If the SEC and the Big12 were wise, one of the things they should propose to each other is to get NIL out of recruiting. It's not how NIL was conceived. But some school, or schools, decided to extend it to recruiting, and once a couple of schools started that, well, all the other majors were going to jump in like clowns crowding into a VW Bug. NIL in recruiting---bidding contests for high-schoolers--is a terrible idea and the schools should stop doing it. That would be the first common-sense move to make. There are some who want to argue that high-schoolers have a market value and are entitled to see what it is. They only have a market value because crazy majors can't abide the idea of their rivals getting a leg up on them by offering NIL to prospects, and so they have to do it. Plus, while it's an irrational hassle for coaches and the programs, they also know that their crazy fans will jump in because, god-forbid, that florida or auburn or texas get a QB or TE that Tennessee might want.

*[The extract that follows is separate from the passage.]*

Issue #59, opened 2020-06-25
CloudEvent should enforce lower-case attribute names


jskeet:
The spec states:

> CloudEvents attribute names MUST consist of lower-case letters ('a' to 'z') or digits ('0' to '9') from the ASCII character set. Attribute names SHOULD be descriptive and terse and SHOULD NOT exceed 20 characters in length.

CFB is like the cuckoo clock that's kept getting wound tighter and tighter by money and TV rights contracts and greed and crazy fans, and now a gear has snapped and the bird has shot out and is hanging down by its spring--a broken mess.
Some propose splitting CFB off from the rest of a college's sports. Yea? And where exactly will it go? You going keep it with the colleges, everything the same, just have a bunch of paid pros masquerading as college students?
At the end of the day somebody will have to govern the sport, and institute common-sense rules and give the universities the power--not self-indulgent high-schoolers (since the universities are offering them scholarships), and if the athletes don't like being constrained then they can try and go the pro route in some way. It's college--and it should remain college.